Sun Dec 8th through Sat the 14th, 2019 at Vancouver Convention Center
The paper is clearly written, everything proposed in the paper makes sense and seems like a natural thing to do (I had been working on the same problem, so I am entirely in favor of the pursued direction). Still, the paper is missing comparisons and references to other works in the direction of representing image or video segmentation in terms of a continuous embedding, e.g.: Segmentation-aware convolutional networks using local attention masks, Adam W Harley, et al, ICCV 2017 Dense and low-rank gaussian crfs using deep embeddings, S Chandra, et al, ICCV 2017 S. Kong, et al, "Recurrent Pixel Embedding for Instance Grouping", CVPR 2018 Video object segmentation by learning location-sensitive embeddings, H Ci, et al, ECCV, 2018 X. Wang et al, Non-local Neural Networks, CVPR 2018 Y. Chen, J. Pont-Tuset, A. Montes, and L. Van Gool Blazingly Fast Video Object Segmentation with Pixel-Wise Metric Learning Computer Vision and Pattern Recognition (CVPR), 2018. This is not only important for giving credit to earlier works. A more crucial question in connection with these works, is whether the structured layer adds something on top of the ability of a cnn to compute embeddings for image segmentation. In experiments that I have been working on it has been really hard to beat a well-tuned, plain convnet trained with a siamese loss, and introducing a spectral normalization layer only added complications. It would be really useful if the authors could do this comparison on top of a strong baseline (e.g. the methods mentioned above) and indicate whether the resulting embeddings (=eigenvectors) are any better than those delivered from the original baselines. (the method of  is outdated by 4 years).

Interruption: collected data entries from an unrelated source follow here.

PR #2055, opened 2025-03-22
Add Lucid2 backend to ihp-hsx

iteratee:
This PR does 2 things, and I'll understand if you only want to merge the first one.

1. It splits out `ihp-hsx` into two libraries: `ihp-hsx-core` that does all the parsing, without needing `blaze-html`. And `ihp-hsx`, that includes all of the blaze-specific code. It keeps the same name for compatibility, and it re-exports all the modules in `ihp-hsx-core` for the same reason.
2. It adds `ihp-hsx-lucid`: A library that uses `ihp-hsx-core` to parse HSX, and then has Lucid2 specific template haskell. It doesn't depend on `blaze-html` or `blaze-markup`.

If you don't want the lucid bits in tree, please consider the first half. I'd be happy to publish `ihp-hsx-lucid` on hackage.

Consider this PR a compliment on a very nicely written library. I was able to add Lucid2 support in an afternoon.


mpscholten (commented):
Thanks 👍 looks good to me.

The tests right now have some redundancies. Maybe we can have a single function where can pass in different `shouldBeHtml` functions (one for blaze, one for lucid2). Then we could have one `ihp-hsx-tests-core` and two `ihp-hsx-tests-blaze` `ihp-hsx-tests-lucid` test suites

mpscholten:
One more idea, instead of `ihp-hsx-core` we could name it `ihp-hsx-parser`, that would be more descriptive. wdyt?

iteratee:
> Thanks 👍 looks good to me.
> 
> The tests right now have some redundancies. Maybe we can have a single function where can pass in different `shouldBeHtml` functions (one for blaze, one for lucid2). Then we could have one `ihp-hsx-tests-core` and two `ihp-hsx-tests-blaze` `ihp-hsx-tests-lucid` test suites

They use different quasi quoters as well. I thought about this, but I couldn't see a good way to re-use the infrastructure.

Let me sleep on this bit.

iteratee:
> One more idea, instead of `ihp-hsx-core` we could name it `ihp-hsx-parser`, that would be more descriptive. wdyt?

I will do that.

I also fixed the failing tests. I missed adding lucid2 to the nix package list.

iteratee:
> > Thanks 👍 looks good to me.
> > The tests right now have some redundancies. Maybe we can have a single function where can pass in different `shouldBeHtml` functions (one for blaze, one for lucid2). Then we could have one `ihp-hsx-tests-core` and two `ihp-hsx-tests-blaze` `ihp-hsx-tests-lucid` test suites
> 
> They use different quasi quoters as well. I thought about this, but I couldn't see a good way to re-use the infrastructure.
> 
> Let me sleep on this bit.

There are also 2 examples that give slightly different answers:

The doctype doesn't insert a newline, and the comment test doesn't pad with spaces.

I double checked the specifications, and the Lucid answer is fine in both cases.


Although, even with those 2 cases, it would be better to share the remainder of the tests.

mpscholten:
> Although, even with those 2 cases, it would be better to share the remainder of the tests.

👍

iteratee:
OK, I did the rename to `ihp-hsx-parser`. That was easy.

I got the tests to share most of the test cases. I did it by creating a different `QuasiQuoter`, one that produces a result for both Lucid and Blaze. (Just for testing of course). To make gluing pieces together work, I made the data type an instance of both `ToHtml` classes.

Then I made a `shouldBeSameHtml` function, that calls the correct serializer for both backends, and compares it against a single expected output. It fails if either doesn't match.

This makes it easy to see which test cases are byte-for-byte the same, and which ones differ. There are 3. Two are whitespace differences, and I checked against the specifications. Lucid's answers seem to be inline.

The third is an attribute that is unescaped. The particular data type is specific to Blaze, so there is a mirror test with the corresponding Lucid Datatype.

I'm pleased with it at the moment. I only worry that the shared testing is a little too clever.

iteratee:
Actually, I just ran into an issue that showed up in usage, but not in the current test suite.

I'll see if I can't write a test for it, and then fix it up.

Don't merge this for the moment.

iteratee:
OK, I'm much happier with this.

The wrapper type family ends up being necessary to help GHC know that the monad type of any intermediate results ought to be the same monad as the outer result.

Fortunately, users will only see this if they need to define `EmbedAsHtml` for a new type, which is straightforward. The `QuasiQuoter` unwraps the entire result expression making it more transparent.

iteratee:
I think the version with effects is useful, and worth keeping.

But I'm thinking about bringing back the version that forced `m` to `Identity`.

It's more approachable, and if you don't need the extra complexity, it's probably better to avoid it.

I think the best way is to just export two `QuasiQuoters`: `hsx` and `hsxM`. `hsxM` lets you embed effects, but is slightly more complicated, and you shouldn't reach for it by default. Haddock can help point the way to the simpler one.

iteratee:
> I think the version with effects is useful, and worth keeping.
> 
> But I'm thinking about bringing back the version that forced `m` to `Identity`.
> 
> It's more approachable, and if you don't need the extra complexity, it's probably better to avoid it.
> 
> I think the best way is to just export two `QuasiQuoters`: `hsx` and `hsxM`. `hsxM` lets you embed effects, but is slightly more complicated, and you shouldn't reach for it by default. Haddock can help point the way to the simpler one.

What do you think? The simpler version is there in the commit history.

iteratee:
OK, I just went ahead and made 2 versions:

`hsx` allows pure values to be embedded. This should be easier to use, and less likely to run into a type error.
`hsxM` allows you to embed monadic values, including values that produce effects and html. This makes it easier to put a header or a footer in a library, with effects that look things up, and then to just include it as `[hsxM|<body>{header} ... {footer}</body>|]`

I made all of the shared tests run with the both Lucid versions. There's a test specific to Lucid with effects.

Sorry for the noise as I duck-code-review. I think this version is a keeper.

iteratee:
Most recent push fixes a minor issue if the module that is spliced into has `OverloadedLists` enabled. GHC can no longer typecheck the call to `sequence_` because the list expression is now ambiguous. The solution was straightforward, add a type application to the two `sequence_` calls that could be spliced in, specifying that it should be over lists.

mpscholten (approved):
Thanks 👍  looks good to me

- The paper is well written and easy to follow. - The proposed idea (combining deep learning and diffusion distance) is clean and well motivated. - The proposed approach can (potentially, though no evidence about it) be applied in other graph applications beyond images. - My big concern is with respect to the evaluation the experimental results. From my understanding (L172), the features are initialized with a network pre-trained on MS-COCO. This means that the ResNet-101 features already embeds strong pixelwise semantic information (acquired with fully supervised training). Therefore it seems not a fair comparison with other method. - I also believe that much of implementation/training details are missing. Eg, what is the optimization algorithm used? What hyper-parameters?
I am not expert to evalute its originality and novelty to semantic segmentation as I am familiar with spectural analysis and diffusion. But my main concerns lie in the experiments. From the method part, I expect it is a general segmentation approach which should be evaluated on standard semantic segmentation dataset. But the experiments lack of such analysis severely. Even on weakly supervised segmentation dataset, it only compared with one baseline.